(Dataset entries)
PR #160, opened 2020-08-17
use Julia ReentrantLock rather than fftw_make_planner_threadsafe

### LINKED ISSUE #141: Deadlock with multiple FFTW plan construction / destruction in serial and threaded runs

stevengj:
Should fix #141.  Closes #157.

### DIFF
--- a/src/FFTW.jl
+++ b/src/FFTW.jl
@@ -52,14 +52,40 @@ function __init__()
     end
     @static if fftw_vendor == :fftw
         if nthreads() > 1
-            ccall((:fftw_make_planner_thread_safe,  libfftw3),  Cvoid, ())
-            ccall((:fftwf_make_planner_thread_safe, libfftw3f), Cvoid, ())
             cspawnloop = @cfunction(spawnloop, Cvoid, (Ptr{Cvoid}, Ptr{Cvoid}, Csize_t, Cint, Ptr{Cvoid}))
             ccall((:fftw_threads_set_callback,  libfftw3),  Cvoid, (Ptr{Cvoid}, Ptr{Cvoid}), cspawnloop, C_NULL)
             ccall((:fftwf_threads_set_callback, libfftw3f), Cvoid, (Ptr{Cvoid}, Ptr{Cvoid}), cspawnloop, C_NULL)
         end
     end
 end
+
+# most FFTW calls other than fftw_execute should be protected by a lock to be thread-safe
+const fftwlock = ReentrantLock()
+
+# protect thread-safety of expressions or whole functions by fftwlock:
+macro exclusive(ex)
+    if Meta.isexpr(ex, :function) || (Meta.isexpr(ex, :(=)) && Meta.isexpr(ex.args[1], :call))
+        newbody = quote
+            try
+                lock(fftwlock)
+                $(esc(ex.args[2]))
+            finally
+                unlock(fftwlock)
+            end
+        end
+        Expr(:function, esc(ex.args[1]), newbody)
+    else
+        return quote
+            try
+                lock(fftwlock)
+                $(esc(ex))
+            finally
+                unlock(fftwlock)
+            end
+        end
+    end
+end
+
 
 include("fft.jl")
 include("dct.jl")
--- a/src/FFTW.jl
+++ b/src/FFTW.jl
@@ -66,8 +66,8 @@ const fftwlock = ReentrantLock()
 macro exclusive(ex)
     if Meta.isexpr(ex, :function) || (Meta.isexpr(ex, :(=)) && Meta.isexpr(ex.args[1], :call))
         newbody = quote
+            lock(fftwlock)
             try
-                lock(fftwlock)
                 $(esc(ex.args[2]))
             finally
                 unlock(fftwlock)
@@ -77,8 +77,8 @@ macro exclusive(ex)
         Expr(:function, esc(ex.args[1]), newbody)
     else
         return quote
+            lock(fftwlock)
             try
-                lock(fftwlock)
                 $(esc(ex))
             finally
                 unlock(fftwlock)
--- a/src/FFTW.jl
+++ b/src/FFTW.jl
@@ -71,6 +71,7 @@ macro exclusive(ex)
                 $(esc(ex.args[2]))
             finally
                 unlock(fftwlock)
+                destroy_deferred() # deallocate plans queued to be destroyed while we held the lock
             end
         end
         Expr(:function, esc(ex.args[1]), newbody)
@@ -85,7 +86,6 @@ macro exclusive(ex)
         end
     end
 end
-
 
 include("fft.jl")
 include("dct.jl")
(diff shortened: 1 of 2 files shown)


vtjnash:
This is a large portion of it, definitely! Though doesn't yet fix the deadlock. While this is a re-entrant lock, we shouldn't ever see it be re-entered from a given thread (whether on the same or a different task) as fftw doesn't like that. However, we might see that some `finalizer` tries to acquire this lock. To protect against that, the finalizers also need to be delayed until the unlock call here, to ensure that they destroy call doesn't get blocked.

stevengj:
I don't quite follow you.  If a given thread holds the lock and FFTW is busy calling some thread-unsafe routine (e.g. creating or destroying a thread), how could a finalizer concurrently execute `fftw_destroy_plan` on the same thread?

src/FFTW.jl
```diff
@@ -52,15 +52,41 @@ function __init__()
...
+# most FFTW calls other than fftw_execute should be protected by a lock to be thread-safe
+const fftwlock = ReentrantLock()
+
+# protect thread-safety of expressions or whole functions by fftwlock:
+macro exclusive(ex)
+    if Meta.isexpr(ex, :function) || (Meta.isexpr(ex, :(=)) && Meta.isexpr(ex.args[1], :call))
+        newbody = quote
+            try
+                lock(fftwlock)
+                $(esc(ex.args[2]))
```
vtjnash, line 71: For the sake of demonstration purposes only, consider all of the places we'll call `fftwf_destroy_plan` from, such as right here:
```suggestion
                GC.gc()
                $(esc(ex.args[2]))
```

For stress-testing, you actually want this in `spawnloop` though, since it's in that location that causes fftw to become deadlocked.

stevengj:
I see, so the scenario we are worried about is something like:

1. User starts creating a plan in a thread.  Acquires lock.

TASK OBJECTIVE:
From the data above, determine how many lines hold "macro", and write only the number.

ANSWER TO THE PROBLEM:
6